## [DIRECTIONS FOR THIS TASK]
Every line below between the line holding "PR #3556, opened 2022-03-24" and the line holding "introduced - machine_networks, cluster_networks", inclusive, should be repeated exactly, and all other lines omitted.
(SUPPLIED RECORDS begins)
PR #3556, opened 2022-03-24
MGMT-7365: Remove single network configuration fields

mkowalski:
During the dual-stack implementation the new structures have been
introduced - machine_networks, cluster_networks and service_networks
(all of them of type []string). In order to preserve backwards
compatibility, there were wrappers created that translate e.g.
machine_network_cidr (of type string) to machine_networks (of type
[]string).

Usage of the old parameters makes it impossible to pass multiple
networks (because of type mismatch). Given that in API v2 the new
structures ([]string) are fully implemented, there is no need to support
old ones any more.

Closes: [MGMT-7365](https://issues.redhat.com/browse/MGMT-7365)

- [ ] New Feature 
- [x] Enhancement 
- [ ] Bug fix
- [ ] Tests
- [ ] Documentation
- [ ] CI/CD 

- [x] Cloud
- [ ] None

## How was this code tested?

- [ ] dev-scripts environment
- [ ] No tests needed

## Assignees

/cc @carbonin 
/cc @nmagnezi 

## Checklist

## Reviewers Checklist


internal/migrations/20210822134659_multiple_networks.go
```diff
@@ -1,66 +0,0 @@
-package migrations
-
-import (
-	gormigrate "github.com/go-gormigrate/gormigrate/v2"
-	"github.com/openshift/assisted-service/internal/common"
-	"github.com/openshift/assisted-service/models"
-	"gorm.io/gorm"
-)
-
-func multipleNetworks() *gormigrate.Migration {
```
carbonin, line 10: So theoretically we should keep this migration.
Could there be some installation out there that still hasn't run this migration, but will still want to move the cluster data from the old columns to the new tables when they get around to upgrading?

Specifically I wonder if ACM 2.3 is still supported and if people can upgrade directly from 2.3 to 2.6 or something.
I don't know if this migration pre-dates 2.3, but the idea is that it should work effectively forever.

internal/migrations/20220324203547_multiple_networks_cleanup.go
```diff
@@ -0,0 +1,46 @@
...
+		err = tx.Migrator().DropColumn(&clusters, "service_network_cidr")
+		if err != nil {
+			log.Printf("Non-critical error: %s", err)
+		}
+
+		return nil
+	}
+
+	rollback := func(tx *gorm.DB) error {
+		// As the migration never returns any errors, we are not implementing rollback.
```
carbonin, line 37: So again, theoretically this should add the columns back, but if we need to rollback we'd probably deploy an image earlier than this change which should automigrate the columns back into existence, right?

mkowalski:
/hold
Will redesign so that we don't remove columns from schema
(SUPPLIED RECORDS ends)
(SUPPLIED RECORDS begins)
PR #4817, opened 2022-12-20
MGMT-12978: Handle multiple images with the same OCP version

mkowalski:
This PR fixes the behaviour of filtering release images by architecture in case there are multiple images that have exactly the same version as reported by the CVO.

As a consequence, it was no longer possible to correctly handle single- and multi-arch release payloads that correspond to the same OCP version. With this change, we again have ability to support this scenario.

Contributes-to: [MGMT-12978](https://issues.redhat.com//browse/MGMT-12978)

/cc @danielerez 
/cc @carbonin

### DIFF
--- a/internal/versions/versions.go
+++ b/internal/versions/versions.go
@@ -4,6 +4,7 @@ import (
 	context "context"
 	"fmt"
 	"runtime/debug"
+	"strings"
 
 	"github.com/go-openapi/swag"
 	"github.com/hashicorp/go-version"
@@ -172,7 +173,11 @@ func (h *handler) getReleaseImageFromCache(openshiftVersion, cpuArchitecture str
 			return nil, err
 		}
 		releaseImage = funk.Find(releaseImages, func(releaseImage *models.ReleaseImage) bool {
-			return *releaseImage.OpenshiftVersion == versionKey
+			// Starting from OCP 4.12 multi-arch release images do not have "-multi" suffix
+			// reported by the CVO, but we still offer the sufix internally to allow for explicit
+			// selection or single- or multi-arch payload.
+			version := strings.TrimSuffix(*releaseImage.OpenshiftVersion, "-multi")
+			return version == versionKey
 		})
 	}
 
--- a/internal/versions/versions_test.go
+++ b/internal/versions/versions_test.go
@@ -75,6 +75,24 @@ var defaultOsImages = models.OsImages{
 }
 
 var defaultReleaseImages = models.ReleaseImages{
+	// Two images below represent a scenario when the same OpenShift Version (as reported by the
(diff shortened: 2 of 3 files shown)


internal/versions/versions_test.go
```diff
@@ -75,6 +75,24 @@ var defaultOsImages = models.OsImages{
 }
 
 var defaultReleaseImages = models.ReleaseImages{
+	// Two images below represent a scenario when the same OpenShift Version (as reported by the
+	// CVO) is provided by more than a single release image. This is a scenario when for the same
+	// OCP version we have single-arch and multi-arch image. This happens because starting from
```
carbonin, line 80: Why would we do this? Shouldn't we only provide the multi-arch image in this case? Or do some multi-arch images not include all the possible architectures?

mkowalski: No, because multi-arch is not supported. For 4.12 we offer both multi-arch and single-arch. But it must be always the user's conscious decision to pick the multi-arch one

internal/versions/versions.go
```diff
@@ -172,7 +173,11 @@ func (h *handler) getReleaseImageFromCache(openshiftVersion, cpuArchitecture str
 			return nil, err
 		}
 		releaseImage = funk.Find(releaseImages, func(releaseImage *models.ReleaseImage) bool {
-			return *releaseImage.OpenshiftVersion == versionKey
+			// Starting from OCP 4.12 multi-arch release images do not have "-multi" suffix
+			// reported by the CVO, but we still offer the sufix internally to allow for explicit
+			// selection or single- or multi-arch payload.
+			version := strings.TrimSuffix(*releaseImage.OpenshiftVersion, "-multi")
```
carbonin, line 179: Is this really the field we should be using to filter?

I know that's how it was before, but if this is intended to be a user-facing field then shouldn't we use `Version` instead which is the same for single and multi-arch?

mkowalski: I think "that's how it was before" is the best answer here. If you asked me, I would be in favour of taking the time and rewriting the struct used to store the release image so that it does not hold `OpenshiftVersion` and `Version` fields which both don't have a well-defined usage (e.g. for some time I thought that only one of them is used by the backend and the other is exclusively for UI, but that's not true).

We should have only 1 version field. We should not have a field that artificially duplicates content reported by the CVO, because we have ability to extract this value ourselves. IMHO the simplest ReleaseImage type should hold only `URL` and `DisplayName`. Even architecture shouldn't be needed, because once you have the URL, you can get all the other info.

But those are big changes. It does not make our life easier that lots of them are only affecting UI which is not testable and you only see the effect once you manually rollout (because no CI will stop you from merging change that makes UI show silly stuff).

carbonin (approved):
(SUPPLIED RECORDS ends)
(SUPPLIED RECORDS begins)
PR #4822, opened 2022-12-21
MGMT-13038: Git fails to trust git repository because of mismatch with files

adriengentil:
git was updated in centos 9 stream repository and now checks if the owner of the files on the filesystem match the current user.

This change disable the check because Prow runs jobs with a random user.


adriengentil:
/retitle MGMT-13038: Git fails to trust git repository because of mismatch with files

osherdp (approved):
(SUPPLIED RECORDS ends)
## [OUTPUT]
PR #3556, opened 2022-03-24
MGMT-7365: Remove single network configuration fields

mkowalski:
During the dual-stack implementation the new structures have been
introduced - machine_networks, cluster_networks and service_networks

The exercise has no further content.